*** Entries supplied Section Begins ***

PR #132, opened 2024-09-30
Allow GameEngine to not create logs

Jackenmen:


pkg/engine/requests_test.go
```diff
@@ -471,3 +471,175 @@ func TestGameEngineSendGetMidGameScoreBatchAtMidGameReturnsExpectedScores(t *tes
...
+	}
+}
+
+func TestGetLegalMovesAndPlayItWithPlayTurnRequestWithNoLogger(t *testing.T) {
+	engine, err := StartGameEngine(4, "")
+	if err != nil {
+		t.Fatal(err.Error())
+	}
+
+	game, err := engine.GenerateGame(tilesets.StandardTileSet()) // Preferably change for GenerateSeededGame when benchmarks are merged
```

*** Entries supplied Section Ends ***

● Brief
Give only the number of lines in the records that contain the string "func".

● Task output
2